§ Exercise requirements
Find the line in the entries below that contains "The right solution". Repeat it exactly, and every line after it through the line that contains "of the code.".

§ §

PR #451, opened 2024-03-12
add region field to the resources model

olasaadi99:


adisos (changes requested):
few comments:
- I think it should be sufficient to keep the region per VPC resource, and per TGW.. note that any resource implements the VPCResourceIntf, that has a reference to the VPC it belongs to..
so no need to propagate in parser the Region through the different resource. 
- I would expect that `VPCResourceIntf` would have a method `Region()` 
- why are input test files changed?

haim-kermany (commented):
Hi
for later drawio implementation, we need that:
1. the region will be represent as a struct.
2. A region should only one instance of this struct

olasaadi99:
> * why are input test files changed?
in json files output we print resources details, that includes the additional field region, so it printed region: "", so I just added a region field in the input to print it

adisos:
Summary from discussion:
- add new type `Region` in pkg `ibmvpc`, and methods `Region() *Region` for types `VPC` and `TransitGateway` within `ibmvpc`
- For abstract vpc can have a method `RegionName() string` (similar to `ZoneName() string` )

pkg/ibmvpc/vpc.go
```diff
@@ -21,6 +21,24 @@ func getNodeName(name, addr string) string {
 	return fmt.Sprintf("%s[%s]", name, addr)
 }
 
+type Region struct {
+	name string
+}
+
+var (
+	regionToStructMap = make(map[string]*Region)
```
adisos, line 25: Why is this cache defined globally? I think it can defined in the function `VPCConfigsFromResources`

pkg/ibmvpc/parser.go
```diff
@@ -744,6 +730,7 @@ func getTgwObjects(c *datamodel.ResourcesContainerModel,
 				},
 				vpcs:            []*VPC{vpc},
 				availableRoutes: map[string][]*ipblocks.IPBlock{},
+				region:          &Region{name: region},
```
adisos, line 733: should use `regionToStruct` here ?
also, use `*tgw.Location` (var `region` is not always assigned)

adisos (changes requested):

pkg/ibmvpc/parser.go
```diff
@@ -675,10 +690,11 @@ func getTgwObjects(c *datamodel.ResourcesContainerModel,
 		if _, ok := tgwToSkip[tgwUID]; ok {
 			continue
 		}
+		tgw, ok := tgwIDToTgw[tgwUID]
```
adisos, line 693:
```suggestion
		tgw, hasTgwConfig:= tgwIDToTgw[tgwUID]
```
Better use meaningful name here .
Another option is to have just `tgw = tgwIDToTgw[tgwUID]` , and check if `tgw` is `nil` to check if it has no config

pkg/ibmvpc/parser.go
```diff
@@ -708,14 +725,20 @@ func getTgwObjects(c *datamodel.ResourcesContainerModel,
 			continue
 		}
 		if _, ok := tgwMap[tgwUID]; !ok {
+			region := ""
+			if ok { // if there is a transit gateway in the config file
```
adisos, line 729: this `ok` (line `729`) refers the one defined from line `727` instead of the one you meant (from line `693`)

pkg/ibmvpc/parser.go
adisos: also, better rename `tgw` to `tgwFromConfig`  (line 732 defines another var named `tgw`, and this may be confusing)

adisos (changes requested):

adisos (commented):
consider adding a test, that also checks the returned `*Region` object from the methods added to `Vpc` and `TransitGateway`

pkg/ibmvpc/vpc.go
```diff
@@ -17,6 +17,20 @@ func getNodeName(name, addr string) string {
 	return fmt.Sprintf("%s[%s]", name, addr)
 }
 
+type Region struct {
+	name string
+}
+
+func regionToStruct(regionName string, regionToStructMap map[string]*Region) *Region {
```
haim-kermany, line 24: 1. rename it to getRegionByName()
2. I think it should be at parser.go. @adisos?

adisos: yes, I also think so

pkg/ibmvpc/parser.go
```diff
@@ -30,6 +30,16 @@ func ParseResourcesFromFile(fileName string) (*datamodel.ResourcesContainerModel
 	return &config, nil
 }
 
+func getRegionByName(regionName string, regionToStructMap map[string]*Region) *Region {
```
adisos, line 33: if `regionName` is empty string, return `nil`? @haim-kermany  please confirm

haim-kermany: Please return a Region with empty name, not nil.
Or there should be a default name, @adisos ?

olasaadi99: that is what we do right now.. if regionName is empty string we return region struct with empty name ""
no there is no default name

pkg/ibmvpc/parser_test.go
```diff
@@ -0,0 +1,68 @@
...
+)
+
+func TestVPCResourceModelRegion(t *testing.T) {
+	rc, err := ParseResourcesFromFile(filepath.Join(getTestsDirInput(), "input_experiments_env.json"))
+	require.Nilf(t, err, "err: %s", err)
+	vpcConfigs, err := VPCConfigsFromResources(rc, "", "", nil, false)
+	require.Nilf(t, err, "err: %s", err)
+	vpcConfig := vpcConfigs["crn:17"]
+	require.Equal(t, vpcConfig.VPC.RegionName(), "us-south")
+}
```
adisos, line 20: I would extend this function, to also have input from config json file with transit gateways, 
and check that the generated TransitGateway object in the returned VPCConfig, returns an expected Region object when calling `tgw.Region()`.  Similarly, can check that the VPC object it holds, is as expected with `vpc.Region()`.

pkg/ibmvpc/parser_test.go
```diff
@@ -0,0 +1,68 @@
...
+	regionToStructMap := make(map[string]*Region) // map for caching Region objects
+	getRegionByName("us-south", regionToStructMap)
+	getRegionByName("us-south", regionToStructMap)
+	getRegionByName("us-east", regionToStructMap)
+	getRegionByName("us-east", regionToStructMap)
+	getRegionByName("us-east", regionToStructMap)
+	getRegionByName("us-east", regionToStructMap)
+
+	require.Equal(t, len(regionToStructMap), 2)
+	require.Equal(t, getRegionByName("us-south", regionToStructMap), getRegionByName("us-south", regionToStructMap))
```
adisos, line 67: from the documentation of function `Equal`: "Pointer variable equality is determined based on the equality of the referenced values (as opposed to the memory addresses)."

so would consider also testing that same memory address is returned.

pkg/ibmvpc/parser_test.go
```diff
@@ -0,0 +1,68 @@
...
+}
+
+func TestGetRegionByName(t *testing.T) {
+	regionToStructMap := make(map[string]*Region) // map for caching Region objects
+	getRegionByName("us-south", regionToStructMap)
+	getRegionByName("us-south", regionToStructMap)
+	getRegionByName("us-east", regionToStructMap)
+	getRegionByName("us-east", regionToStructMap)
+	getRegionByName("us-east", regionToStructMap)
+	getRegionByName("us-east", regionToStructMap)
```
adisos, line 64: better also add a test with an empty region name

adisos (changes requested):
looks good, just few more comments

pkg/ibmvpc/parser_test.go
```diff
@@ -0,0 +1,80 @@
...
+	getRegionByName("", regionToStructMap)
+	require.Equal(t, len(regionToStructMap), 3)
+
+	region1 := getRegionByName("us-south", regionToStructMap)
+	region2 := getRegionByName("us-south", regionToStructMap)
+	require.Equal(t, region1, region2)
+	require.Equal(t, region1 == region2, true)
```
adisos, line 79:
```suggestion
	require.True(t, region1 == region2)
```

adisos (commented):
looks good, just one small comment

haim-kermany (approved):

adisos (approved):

§ §

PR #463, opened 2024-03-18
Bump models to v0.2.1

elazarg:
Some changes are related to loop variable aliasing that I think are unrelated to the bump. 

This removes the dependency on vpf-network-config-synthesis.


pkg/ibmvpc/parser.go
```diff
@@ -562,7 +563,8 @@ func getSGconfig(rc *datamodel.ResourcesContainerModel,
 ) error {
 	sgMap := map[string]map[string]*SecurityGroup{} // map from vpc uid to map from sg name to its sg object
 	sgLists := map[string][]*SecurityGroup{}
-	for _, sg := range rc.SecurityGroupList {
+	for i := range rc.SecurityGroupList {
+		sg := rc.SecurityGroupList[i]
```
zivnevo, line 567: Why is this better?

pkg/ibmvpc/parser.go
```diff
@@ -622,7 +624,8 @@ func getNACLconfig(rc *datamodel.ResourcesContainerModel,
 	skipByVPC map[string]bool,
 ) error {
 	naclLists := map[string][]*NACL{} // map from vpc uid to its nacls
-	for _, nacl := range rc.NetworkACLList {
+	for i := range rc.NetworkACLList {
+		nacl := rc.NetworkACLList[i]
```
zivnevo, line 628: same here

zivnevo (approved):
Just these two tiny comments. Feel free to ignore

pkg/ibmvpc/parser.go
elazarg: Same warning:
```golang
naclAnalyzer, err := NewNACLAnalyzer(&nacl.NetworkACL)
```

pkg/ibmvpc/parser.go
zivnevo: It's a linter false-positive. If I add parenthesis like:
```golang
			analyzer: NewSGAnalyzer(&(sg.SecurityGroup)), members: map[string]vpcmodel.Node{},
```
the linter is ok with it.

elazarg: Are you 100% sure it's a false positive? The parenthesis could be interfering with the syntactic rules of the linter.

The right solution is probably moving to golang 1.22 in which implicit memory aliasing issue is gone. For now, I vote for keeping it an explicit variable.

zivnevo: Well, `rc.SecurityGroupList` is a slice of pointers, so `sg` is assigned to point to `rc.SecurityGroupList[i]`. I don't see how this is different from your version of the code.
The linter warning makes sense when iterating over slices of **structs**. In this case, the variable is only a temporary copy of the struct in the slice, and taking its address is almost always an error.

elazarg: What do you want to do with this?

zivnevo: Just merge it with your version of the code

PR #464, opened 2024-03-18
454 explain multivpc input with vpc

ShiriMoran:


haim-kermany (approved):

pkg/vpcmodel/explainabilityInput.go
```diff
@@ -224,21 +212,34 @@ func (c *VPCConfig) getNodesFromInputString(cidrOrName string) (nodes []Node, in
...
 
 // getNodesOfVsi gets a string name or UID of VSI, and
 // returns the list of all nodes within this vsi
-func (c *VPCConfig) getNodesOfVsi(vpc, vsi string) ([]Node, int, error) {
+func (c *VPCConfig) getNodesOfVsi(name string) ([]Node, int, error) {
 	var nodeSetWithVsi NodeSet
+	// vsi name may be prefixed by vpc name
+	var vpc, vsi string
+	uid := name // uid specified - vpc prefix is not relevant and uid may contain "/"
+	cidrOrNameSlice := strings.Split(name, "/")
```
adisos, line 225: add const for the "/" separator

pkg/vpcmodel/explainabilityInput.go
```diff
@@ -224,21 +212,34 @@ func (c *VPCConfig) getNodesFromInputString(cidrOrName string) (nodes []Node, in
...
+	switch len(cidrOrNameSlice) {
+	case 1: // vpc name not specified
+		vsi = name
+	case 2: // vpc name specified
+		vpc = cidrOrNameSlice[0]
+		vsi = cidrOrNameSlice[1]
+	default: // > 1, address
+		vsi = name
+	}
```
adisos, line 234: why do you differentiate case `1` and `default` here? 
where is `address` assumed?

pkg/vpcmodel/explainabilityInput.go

§ §

§ Response to the task
The right solution is probably moving to golang 1.22 in which implicit memory aliasing issue is gone. For now, I vote for keeping it an explicit variable.

zivnevo: Well, `rc.SecurityGroupList` is a slice of pointers, so `sg` is assigned to point to `rc.SecurityGroupList[i]`. I don't see how this is different from your version of the code.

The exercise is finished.